Raveningham Gardens near Loddon sparkles with swathes of at least 150 varieties of snowdrops through February. Raveningham Hall is the home of Sir Nicholas and Lady Bacon and it was Sir Nicholas’ mother, Priscilla Bacon, who added snowdrops to the garden. Money raised from visitors to her snowdrops will go to Priscilla Bacon Hospice. Open daily, except Saturdays, throughout February, 11am-4pm. raveningham.com

Find drifts of snowdrops across the parkland and gardens of the magnificent Norfolk estates looked after by the National Trust. At Sheringham Park the snowdrops include a variety called Upcher after the family who lived here. At moated Oxburgh Hall, near Swaffham, thousands of snowdrops carpet the Wilderness, My Lady’s Wood and the north terrace. Enjoy snowdrops at Felbrigg Hall, near Cromer, and at Blickling Hall, near Aylsham, where a winter garden is alight with snowdrops throughout February. nationaltrust.org.uk/norfolk

Snowdrops are often associated with country churches. Hundreds of Norfolk churchyards glitter with snowdrops throughout February with especially dazzling displays at St Margaret’s, Thorpe Market, near Cromer; St Peter’s, Spixworth, near Norwich; St Nicholas, Dersingham, near Sandringham and around the ruins of St Theobald, Great Hautbois, near Coltishall. From St Andrew’s church in North Burlingham, near Acle, a network of footpaths winds through woodland and swathes of snowdrops.

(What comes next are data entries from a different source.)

PR #11478, opened 2017-01-17
[Fix] Restore caching for slow plugins Ticket #17211

DaveTBlake:
This effectively reverts #10394 that removed caching for all plugins, and fixes ticket http://trac.kodi.tv/ticket/17211 It needs to be backported.

As discussed on the internal forum, the radical change in caching policy is a regression for those plugins that fetch data online. The user temporarily switching to say player OSD or current playlist should not require the plugin to requery the online data.  The radio addon is a clear example, populating the list of online radio stations available is a slow query. 

Like that example, much plugin content is pretty static, so it is unnecessary to keep fetching the same listings over and over again. It is also unfriendly, putting an additional load on the servers of the source sites, and where the API keys are limited by the amount of call you're allowed to make will run the risk of running out of credits.

Any future changes to the plugin caching policy need to be done in a measured way, not just dropped.

This does leave the issue with TV shows added to favorites http://trac.kodi.tv/ticket/16560 unresolved (this is what #9898 and #10394 were attempting to solve).

### DIFF
--- a/xbmc/filesystem/PluginDirectory.cpp
+++ b/xbmc/filesystem/PluginDirectory.cpp
@@ -228,7 +228,7 @@ void CPluginDirectory::EndOfDirectory(int handle, bool success, bool replaceList
     return;
 
   // set cache to disc
-  dir->m_listItems->SetCacheToDisc(CFileItemList::CACHE_NEVER);
+  dir->m_listItems->SetCacheToDisc(cacheToDisc ? CFileItemList::CACHE_IF_SLOW : CFileItemList::CACHE_NEVER);
 
   dir->m_success = success;
   dir->m_listItems->SetReplaceListing(replaceListing);
--- a/xbmc/interfaces/legacy/ModuleXbmcplugin.h
+++ b/xbmc/interfaces/legacy/ModuleXbmcplugin.h
@@ -131,8 +131,8 @@ namespace XBMCAddon
     /// @param updateListing        [opt] bool - True=this folder should
     ///                             update the current listing/False=Folder
     ///                             is a subfolder(Default).
-    /// @param cacheToDisc          [opt] bool - True=Allow folder to be cached
-    ///                             (default)/False=this folder
+    /// @param cacheToDisc          [opt] bool - True=Folder will cache if
+    ///                             extended time(default)/False=this folder
     ///                             will never cache to disc.
     ///
     ///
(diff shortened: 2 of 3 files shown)


DaveTBlake:
Just a heads up that I've done this @MartijnKaijser , @tamland, @popcornmix , @phil65, @BigNoid, @arnova, @koying, @dentaku65, @romanvm ... and anyone I have missed.

Been trying to chase another regerssion and got so sick of radio addon being unusably slow. If someone else would like to look at the unresolved TV Show favorites issue, I'm not sure I understand that.

BigNoid:
The trac ticket is a very specific use case, but all plugin (no matter the plugin url) started from favourites or any other skin based shortcut use the cached results instead of fresh ones. This means the user sees no new content until the cache is removed if all they do is start it from favourites or home screen.

DaveTBlake:
Both tickets - what happens without caching and the favorites issue - give specific use cases. I realsie that the issues are wider, but the consensus does seem that dropping caching is not the way to solve the favorites problem. 

@BigNoid perhaps you understand the suggestions on the forum for the favorites fix better than I do? Oh yes @coolllman heads up that this is revert is proposed, so favorites will still be an issue.

koying:
I suspect that ```Refresh(true)``` in https://github.com/xbmc/xbmc/blob/2966375f853bb01c3be571a892190f4a128c224b/xbmc/windows/GUIMediaWindow.cpp#L501 fixes the "plugin from favourite" issue

Paxxi:
Seems to me that the onus to cache data in the scenario you describe should be on the addon author. This would ofc require planning and communication with addon authors so not a quick fix.

DaveTBlake:
jenkins build this please

BigNoid:
@koying your proposed fix works fine afaict, thx!
@DaveTBlake if you want you can pick https://github.com/BigNoid/xbmc/commit/cf23b94dd28b9ca654d7d8e43c6f289c3484a414 in this PR, or I'll do a separate PR.

arnova:
Looks good

DaveTBlake:
@BigNoid glad you have looked at the favorites fix. I see no reason not to include the one liner with this, so will add a commit to this PR.

@Paxxi if the team wants to review caching policy for v18 that's fine by me. This is just a quick regression fix for v17

BigNoid:
@DaveTBlake Wasn't the second commit also supposed to be added to the backport in that case? I'll put up a PR for that for Krypton.

DaveTBlake:
Yes @BigNoid , I cocked up :( Fingers too fast!
Just doing a separate PR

Brinton Hall, near Holt, has a snowdrop theatre. Walk through the lovely gardens and parkland to a beautiful viewing spot ideal for close-up appreciation of the fragile flowers. Its snowdrop tours on February 18 and 25 include lunch.

See snowdrops in the woods at The Old Rectory, Norwich Road, Strumpshaw, on February 12 and 13. Free admission but donations welcomed, and refreshments sold, in aid of St Peter’s church, Strumpshaw.

Five Norfolk gardens are part of the Norfolk Snowdrop Festival in aid of National Garden Scheme nursing and health charities. Lexham Hall gardens, near King’s Lynn, will be open on February 13, with snowdrops carpeting its woodland. The Lexham Hall gardens will also be open in aid of St Andrew's Church, East Lexham on February 6. Horstead House gardens are open on February 19 with snowdrops and winter-flowering shrubs in its woodland and riverside gardens. Pre booking essential. Bagthorpe Hall gardens, near King’s Lynn, will be open on February 20 for its circular walk through snowdrop woods. The snowdrops in the grounds of Hindringham Hall, near Fakenham, are on show on February 26. At Chestnut Farm, West Beckham, near Holt, the artist owners began planting snowdrops more than 50 years ago and today their huge collection of snowdrops, plus aconites, crocuses and hellebores, and unusual trees and shrubs, will be open in aid of the National Garden Scheme charities on February 27 and St John Ambulance, 11am-4pm, March 6, with St John Ambulance volunteers serving refreshments throughout the day.

Did you know:

There are just 20 species of wild snowdrop in the world – but around 2,000 cultivated varieties.

Snowdrops are often found in the gardens and parkland of country estates, with historians suggesting that in the 19th century the soldier sons of the landed gentry collected bulbs from the battlefields of the Crimean War as the British, French, Ottoman and Russian empires clashed. The fragile beauty of the flowers amid so much hardship became a reminder of fallen comrades.

Medieval monks are also believed to have planted snowdrops around abbeys and churches as symbols of purity and renewal.

Snowdrop flowers are mainly white, but some have green, or occasionally yellow, marks on the inner petals. Different patterns and leaf shapes are the way to tell one snowdrop from another.

A galanthophile, from galanthus, the Latin for snowdrop, is a lover of snowdrops.